> PROBLEM DETAILS: To complete the exercise, repeat every record exactly as it stands.

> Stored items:
--- --- ---

PR #7435, opened 2025-06-18
Default Backup Sync Period to 0 if unset or removed

### LINKED ISSUE #7222: ClusterBackupStorageLocation 'Backup Sync Period' should be mandatory / regex should not validate for `""`

While creating CBSLs from the web UI, the form defaults to 0s. Removing this value, but not filling it does not result on an error as it happens when validating the regex `MMmSSs`:

|   |  |
|---|---|

Submitting the form, raises the following 500 error from the `/api/v2/projects/<project>/clusterbackupstoragelocation`:

Image

When removing the default value from the 'Backup Sync Period' and moving to a different field:
-  The default value: `0` should be restored. 
-  The error message indicating that the regex does not validate for `""` should be displayed.
 
----

**Addidional question:** why the endpoint(s) is not a mandatory field too? Is there a scenario in which an S3 endpoint is not provided for a CBSL?

KhizerRehan:

This PR Default Backup Sync Period to 0 if unset or removed and make field as required

https://github.com/user-attachments/assets/cae5faf1-ab4f-4f34-a5c1-fe6db12f1143

Fixes #7222 

**What type of PR is this?**

/kind bug

```release-note
Backup Sync Period defaults to "0" if unset or removed in ClusterBackupStorageLocation.
```

**Documentation**:

```documentation
NONE
```

### DIFF
--- a/modules/web/src/app/wizard/step/cluster/template.html
+++ b/modules/web/src/app/wizard/step/cluster/template.html
@@ -493,22 +493,20 @@ limitations under the License.
                           *ngIf="isKubernetesDashboardEnabled">
               Kubernetes Dashboard
             </mat-checkbox>
-            <div fxLayout="row"
-                 fxLayoutAlign=" center">
-              <mat-checkbox [formControlName]="Controls.OPAIntegration"
-                            id="km-wizard-opa-integration-checkbox"
-                            [matTooltipDisabled]="!form.get(Controls.OPAIntegration).disabled">
-              </mat-checkbox>
+
+            <mat-checkbox [formControlName]="Controls.OPAIntegration"
+                          id="km-wizard-opa-integration-checkbox"
+                          [matTooltipDisabled]="!form.get(Controls.OPAIntegration).disabled">
               <div fxLayout="row"
                    fxLayoutAlign=" center">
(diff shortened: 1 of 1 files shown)


modules/web/src/app/dynamic/enterprise/cluster-backups/list/backup-storage-location/add-dialog/component.ts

--- --- ---

> OUTPUT OF THE EXERCISE:
PR #7435, opened 2025-06-18
Default Backup Sync Period to 0 if unset or removed

### LINKED ISSUE #7222: ClusterBackupStorageLocation 'Backup Sync Period' should be mandatory / regex should not validate for `""`

While creating CBSLs from the web UI, the form defaults to 0s. Removing this value, but not filling it does not result on an error as it happens when validating the regex `MMmSSs`:

|   |  |
|---|---|

Submitting the form, raises the following 500 error from the `/api/v2/projects/<project>/clusterbackupstoragelocation`:

Image

When removing the default value from the 'Backup Sync Period' and moving to a different field:
-  The default value: `0` should be restored. 
-  The error message indicating that the regex does not validate for `""` should be displayed.
 
----

**Addidional question:** why the endpoint(s) is not a mandatory field too? Is there a scenario in which an S3 endpoint is not provided for a CBSL?

KhizerRehan:

This PR Default Backup Sync Period to 0 if unset or removed and make field as required

https://github.com/user-attachments/assets/cae5faf1-ab4f-4f34-a5c1-fe6db12f1143

Fixes #7222 

**What type of PR is this?**

/kind bug

```release-note
Backup Sync Period defaults to "0" if unset or removed in ClusterBackupStorageLocation.
```

**Documentation**:

```documentation
NONE
```

### DIFF
--- a/modules/web/src/app/wizard/step/cluster/template.html
+++ b/modules/web/src/app/wizard/step/cluster/template.html
@@ -493,22 +493,20 @@ limitations under the License.
                           *ngIf="isKubernetesDashboardEnabled">
               Kubernetes Dashboard
             </mat-checkbox>
-            <div fxLayout="row"
-                 fxLayoutAlign=" center">
-              <mat-checkbox [formControlName]="Controls.OPAIntegration"
-                            id="km-wizard-opa-integration-checkbox"
-                            [matTooltipDisabled]="!form.get(Controls.OPAIntegration).disabled">
-              </mat-checkbox>
+
+            <mat-checkbox [formControlName]="Controls.OPAIntegration"
+                          id="km-wizard-opa-integration-checkbox"
+                          [matTooltipDisabled]="!form.get(Controls.OPAIntegration).disabled">
               <div fxLayout="row"
                    fxLayoutAlign=" center">
(diff shortened: 1 of 1 files shown)


modules/web/src/app/dynamic/enterprise/cluster-backups/list/backup-storage-location/add-dialog/component.ts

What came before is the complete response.